论文标题
除了接地:提取跨模式的细粒度事件层次结构
Beyond Grounding: Extracting Fine-Grained Event Hierarchies Across Modalities
论文作者
论文摘要
事件描述了我们世界上重要的事件。自然地,了解多媒体内容中提到的事件以及它们如何相关的事件形成了理解我们世界的重要方式。如果文本和视觉(视频)域之间的事件相同(通过接地),并且在同一语义层面上,那么现有文献可以推断出。但是,接地无法捕获由于许多语义级别所引用的相同事件而存在的复杂的跨事关系。例如,在图1中,“战争”的抽象事件通过子事件“坦克射击”(在视频中)和飞机“ shot”(在文本中)表现出较低的语义级别,从而导致事件之间的层次结构,多模式关系。 在本文中,我们提出了从多模式(视频和文本)数据提取事件层次结构的任务,以捕获相同事件如何以不同语义级别的不同方式表现出来。这揭示了事件的结构,对于理解它们至关重要。为了支持有关此任务的研究,我们介绍了多模式分层事件(MultiHieve)数据集。与先前的视频数据集不同,Multihieve由新闻视频排对组成,这使其在事件层次结构中丰富。我们密集地注释数据集的一部分以构建测试基准。我们展示了该任务上最新的单峰和多模式基线的局限性。此外,我们通过新的弱监督模型来解决这些局限性,仅利用Multihieve的未注释的视频对象对。我们对我们提出的方法进行了彻底的评估,该方法证明了这项任务的性能提高,并突出了未来研究的机会。

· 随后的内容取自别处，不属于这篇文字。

PR #3629, opened 2022-12-10
ida-free: add package

D3vil0p3r:
PKGBUILD from https://aur.archlinux.org/packages/ida-free with fix to errors during the building.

Events describe happenings in our world that are of importance. Naturally, understanding events mentioned in multimedia content and how they are related forms an important way of comprehending our world. Existing literature can infer if events across textual and visual (video) domains are identical (via grounding) and thus, on the same semantic level. However, grounding fails to capture the intricate cross-event relations that exist due to the same events being referred to on many semantic levels. For example, in Figure 1, the abstract event of "war" manifests at a lower semantic level through subevents "tanks firing" (in video) and airplane "shot" (in text), leading to a hierarchical, multimodal relationship between the events. In this paper, we propose the task of extracting event hierarchies from multimodal (video and text) data to capture how the same event manifests itself in different modalities at different semantic levels. This reveals the structure of events and is critical to understanding them. To support research on this task, we introduce the Multimodal Hierarchical Events (MultiHiEve) dataset. Unlike prior video-language datasets, MultiHiEve is composed of news video-article pairs, which makes it rich in event hierarchies. We densely annotate a part of the dataset to construct the test benchmark. We show the limitations of state-of-the-art unimodal and multimodal baselines on this task. Further, we address these limitations via a new weakly supervised model, leveraging only unannotated video-article pairs from MultiHiEve. We perform a thorough evaluation of our proposed method which demonstrates improved performance on this task and highlight opportunities for future research.